There is nothing quite as sweet as slowly falling asleep to the gentle touch of a belly rub. You should really try it sometime. It helps if you have a soft, furry tummy, but not everyone is so lucky. You’re beautiful no matter what your belly looks like. I don’t judge.
Now, to a question from a reader. “Dear Miss Sugar, will you go outside now that you’re in the country and have lots of room to roam?”
First, dear reader, thank you for your query. But the answer to that is a definite “No”! And I’ll tell you why, apart from the fact that Mother and Father both loathe outdoor cats that are free to roam, murder songbirds and poop wherever they wish – usually in mother’s flower bed.
When I was a young cat, my humans had me declawed. I can’t remember when or why, or how it felt (thank goodness!) but my hooks were already ancient history when I was brought into this furever family. Upon my adoption four years ago, Mother signed a form that promised she would not allow me to go outdoors. It would be like sending a soldier into battle without a weapon. Raccoons, skunks, dogs and other cats would all have an incredible advantage over me if their intentions were not honourable.

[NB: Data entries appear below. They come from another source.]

PR #186, opened 2023-12-14
Duplicate property names fix #181

### LINKED ISSUE #181: Duplicate catalogue item properties get ignored when creating a catalogue item
Add error checking to stop users creating catalogue items with duplicate property names

MatteoGuarnaccia5:
## Description

Implemented logic to prevent duplicate catalogue item property names to be used when creating a catalogue category. Check is not case sensitive so will detect words which are the same (regardless of capitalization). Error messages appear on the properties with duplicate names, and all disappear when an value is changed. Logic works for both adding and editing a catalogue category

## Testing instructions

- [ ] Review code
- [ ] Check Actions build
- [ ] check works for creating a catalogue category
- [ ] check works for editing a catalogue category

## Agile board tracking

closes #181

### DIFF
--- a/src/catalogue/category/catalogueCategoryDialog.component.tsx
+++ b/src/catalogue/category/catalogueCategoryDialog.component.tsx
@@ -72,6 +72,10 @@ const CatalogueCategoryDialog = React.memo(
       undefined
     );
 
+    const [duplicatePropertyError, setDuplicatePropertyError] = React.useState<
+      string[] | undefined
+    >(undefined);
+
     const [catchAllError, setCatchAllError] = React.useState(false);
 
     const { mutateAsync: addCatalogueCategory } = useAddCatalogueCategory();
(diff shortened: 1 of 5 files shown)


src/catalogue/category/catalogueCategoryDialog.component.tsx
```diff
@@ -159,6 +165,29 @@ const CatalogueCategoryDialog = React.memo(
...
+          if (uniqueNames.has(name)) {
+            duplicateNames.push(name);
+          } else {
+            uniqueNames.add(name);
+          }
+        }
+        if (duplicateNames.length > 0) {
+          setDuplicatePropertyError(duplicateNames);
+          hasErrors = true;
+        }
```
joshuadkitenge, line 187: dup item prop name

The property names needs to be trimmed before being checked. Currently if you have "name" and "name " (with a space at the end) they are two different values. same as the back-end change i suggested

joshuadkitenge (changes requested):
Works well just a few minor bugs:

The duplicate name error message should be cleared if the one of the duplicate property rows has been deleted.

currently it persists 

 
dup item prop name delete

joshuadkitenge (approved):
LGTM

Here in the country, there are coyotes, huge owls and hawks and other creatures that might have dark motives upon seeing my soft form. For all I know of them, the beautiful deer that Mother and Father gaze upon as they lope through the fields are not as friendly as they seem. I shudder to think of the perils that could befall me! Ticks, bugs, DIRT! No, I’m safe inside where I enjoy watching the goings-on outdoors. I’m quite content to not be a part of the unpredictability of it all.
I love having stairs again! I needed to get back into my cardio routine. The ripping of packing tape and crumpling of paper aren’t my favourite sounds but if memory serves me well, they’ll be short-lived. Food is delivered on time and trust in my humans is being restored. We are a family.
Up at the Pinery Market a couple of weekends ago, an old London pal father encountered said, “It’s all over the Internet that you’ve moved 18 times in the past year”! Three times, actually. Upon their return, I summoned Mother and Father for a family meeting. After they were called to order and the requisite words of love were spoken to me, I mewled as plainly as I could that three moves in one year were quite enough. A consensus was reached and I believe this constant motion has come to an end. And now it’s time for a nap. Does anyone want to rub my belly?